Ieri dovevo andare al Palazzetto dello Sport con i piccoli per il Torneo di scacchi,  per prima cosa mi sono avventata sul computer, nella speranza di trovare la notizia  che la domenica a piedi fosse stata sospesa,  erano passate tante  automobili sotto il mio balcone, era in corso una nevicata bellissima,  ma  il blocco era rimasto.

Panico iniziale, eravamo almeno 4 famiglie della stessa classe che dovevano attraversare la città e così telefono per sapere cosa avessero  deciso.

Una prenderà il taxi, una sfiderà il divieto, io e un ‘altra famiglia optiamo per il mezzo pubblico.

Per i piccoli è un grande divertimento,  anche se il 64 passerò con 25 minuti di ritardo,  ma noi siamo stati previdenti e siamo partiti con mezz’ora di anticipo.  Sul pullman una miriade di bambini chiassosi e ridanciani, con i genitori intenti a contenerne l’ esuberanza.  Il vialetto del Palazzetto dello Sport  fradicio di neve bagnata e i piccoli che si schizzavano fingendo di inciamparsi.

Al Torneo un numero di partecipanti superiore a quello previsto.

Ma allora le domeniche a “km 0″ hanno un valore aggiunto, se non altro per spingerci ad organizzarci meglio?

Se fossero calendarizzate con largo anticipo non consentirebbero a tutti di usufruirne nel modo migliore?

Così pensate spingono solo a stancanti domeniche in montagna e vendita maggiore di giornalieri?

Perchè circolavano per la maggior parte Suv?

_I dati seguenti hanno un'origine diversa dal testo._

PR #5839, opened 2023-10-12
Bug fix: MQTT RGB dimmers do not work with scenes, and timers.

ajarzyn:
- change `allowed_components` to set to optimize verification
- add `SwitchCommands` `enum` not to compare `commands` strings
- return after send when changing only level
- on `color_set` set level first

### DIFF
--- a/hardware/MQTTAutoDiscover.cpp
+++ b/hardware/MQTTAutoDiscover.cpp
@@ -10,8 +10,9 @@
 #include "../main/WebServer.h"
 #include "../notifications/NotificationHelper.h"
 #include <iostream>
+#include <set>
 
-std::vector<std::string> allowed_components = {
+std::set<std::string> allowed_components = {
 		"binary_sensor",
 		"button",
 		"climate",
@@ -24,6 +25,16 @@ std::vector<std::string> allowed_components = {
 		"sensor",
 		"switch",
 		"fan"
+};
+
+enum SwitchCommands {
+	COMMAND_UNKNOWN = -1,
+	COMMAND_ON,
+	COMMAND_OFF,
+	COMMAND_OPEN,
+	COMMAND_STOP,
+	COMMAND_SET_LVL,
+	COMMAND_SET_COL,
 };
 
 #define CLIMATE_MODE_UNIT 1
@@ -551,7 +562,7 @@ void MQTTAutoDiscover::on_auto_discovery_message(const struct mosquitto_message*
 
 	component = strarray[0];
 
-	if (std::find(allowed_components.begin(), allowed_components.end(), component) == allowed_components.end())
+	if (allowed_components.find(component) == allowed_components.end())
 	{
 		//not for us
 		return;
@@ -3675,6 +3686,7 @@ bool MQTTAutoDiscover::SendSwitchCommand(const std::string& DeviceID, const std:
 
 	std::string szSendValue;
 	std::string command_topic = pSensor->command_topic;
+	SwitchCommands eCommand = SwitchCommands::COMMAND_UNKNOWN;
 
 	if (
 		(pSensor->component_type != "climate")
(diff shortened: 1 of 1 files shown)


ajarzyn:
Tested on Fibargroup 	RGBW CONTROLLER 2

gizmocuz:
Thank you for the PR!

Did you also tested with the latest Domoticz beta versions? As there have been some changes the last few days.

It is a bit hard to see what did not work, and what you changed to solve the error

I do like the idea for the enum instead of a string compare.

could you write the fill name, like LEVEL and COLOR
COMMAND_SET_LEVEL,
COMMAND_SET_COLOR,

But first please check if it is working as it is now with the latest beta version

ajarzyn:
Names changed, thank you for suggestion.

Regarding testing:
Initially I've noticed the problem on the stable release: `Version: 2023.2 (build 15457)`.
Then I reproduced the problem on `development` branch, compiling domoticz from source.

Then I developed the fix and tested in under the provided commit.

What is the problem:
In the file `domoticz\main\mainworker.cpp:11736` there's an if:
```c++
	if (pHardware->HwdType == HTYPE_MQTTAutoDiscovery)
	{
		// Special case when color is passed from timer or scene
		if ((switchcmd == "Set Level") && (color.mode != ColorModeNone))
		{
			switchcmd = "Set Color";
		}
		return ((MQTTAutoDiscover*)m_hardwaredevices[hindex])->SendSwitchCommand(sd[1], sd[9], Unit, switchcmd, level, color, User);
	}
```

I suppose it was introduced as a work around with this commit: https://github.com/domoticz/domoticz/commit/513b5774bc74226437c430e13f2cb3349856d446
But I created the scenario that from `scenes` and `timers` the `Set Level` command was never send.

Provided implementation change behaviour of `Set Color` in following:
```
if command == "Set Color":
    sendMQTTCommand(Set Level)
    sendMQTTCommand(Set Color)
if command == "Set Level":
    sendMQTTCommand(Set Level)
```

Thus instead of 1 message (for colour set) there are 2 messages sent.

Version of the `development` build is: `Version: 2023.2 (build 15599)`

gizmocuz:
Can you post your MQTT auto discovery config topic + json payload?
You don't want to send two commands, most (99,9%) of the cases it's a json structure thats being send, and this structure could contain the color and brightness
But we made some changes for this recently, that's why I asked if you experience this behavior also when using the latest beta
(15599 is good to test this)

To see if we can create one json object to send containing both color and brightness, I would like to see the config topic/payload

ajarzyn:
Some time ago I've followed you advice and migrated all ZWave devices to [zwave-js-ui](https://github.com/zwave-js/zwave-js-ui). Today all zwave MQTT devices go through zwave-js-ui.

On `COMMAND_SET_COLOR`
Topic: `"zwave/Aria_LED/51/1/targetColor/set"`
Payload: `"{\"state\":\"ON\",\"value\":{\"blue\":0,\"green\":18,\"red\":255,\"warmWhite\":0}}"`

I've checked templated for the colour settings:
[wave-js-ui:devices.ts#L286](https://github.com/zwave-js/zwave-js-ui/blob/0b8f33f94bcf230489f6c0e8288bae7554011669/hass/devices.ts#L286)
But there is simply no information about brightness.

I believe this is what you are interested with (retrieved from the node config):
```json
"light_rgb_dimmer_1": {
      "type": "light",
      "object_id": "rgb_dimmer_1",
      "discovery_payload": {
        "state_topic": "zwave/Aria_LED/38/1/currentValue",
        "command_topic": "zwave/Aria_LED/38/1/targetValue/set",
        "brightness_scale": 99,
        "rgb_state_topic": "zwave/Aria_LED/51/1/currentColor",
        "rgb_command_topic": "zwave/Aria_LED/51/1/targetColor/set",
        "brightness_state_topic": "zwave/Aria_LED/38/1/currentValue",
        "brightness_command_topic": "zwave/Aria_LED/38/1/targetValue/set",
        "device": {
          "identifiers": [
            "zwavejs2mqtt_0xc8b07bc8_node10"
          ],
          "manufacturer": "Fibargroup",
          "model": "RGBW CONTROLLER 2 (FGRGBW-442)",
          "name": "Aria LED",
          "sw_version": "5.0"
        },
        "name": "Aria LED_rgb_dimmer_1",
        "unique_id": "zwavejs2mqtt_0xc8b07bc8_10-51-1-currentColor"
      },
      "values": [
        "38-1-currentValue",
        "38-1-targetValue",
        "51-1-currentColor",
        "51-1-targetColor"
      ],
      "discoveryTopic": "light/Aria_LED/rgb_dimmer_1/config",
      "persistent": false,
      "ignoreDiscovery": false
    },
```

I was digging around and couldn't find the command to set both colour and level at the same time.

gizmocuz:
You still did not answer if it is working with the latest beta version without your modification.

I am afraid this is not what I was looking for.

Please use MQTT Explorer and navigate to your MQTT broker
In here you should be able to find your light config topic, it probably starts with

homeassistant/light/xx/config

Please copy/paste the contents of the config (JSON object) here

hardware/MQTTAutoDiscover.cpp
```diff
@@ -3909,7 +3949,7 @@ bool MQTTAutoDiscover::SendSwitchCommand(const std::string& DeviceID, const std:
 			if (!pSensor->rgb_command_topic.empty())
 				command_topic = pSensor->rgb_command_topic;
 
-			if ((bCouldUseBrightness) && (pSensor->bBrightness))
+			if (bCouldUseBrightness && pSensor->bBrightness)
```
ajarzyn, line 3952: @gizmocuz check that bCouldUseBrightness is already in the code.

gizmocuz:
Thank you for this PR and your work!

C’è forse da pensare che chi ha un parente malato lo possieda?

Organizzarla in modo così raffazzonato è solo un’istigazione all’odio verso l’iniziativa?

Ma chi usa normalmente i mezzi pubblici, va a piedi o in bicicletta non migliora la qualità dell’aria respirata da tutti?

Io mi sono risposta e  voi?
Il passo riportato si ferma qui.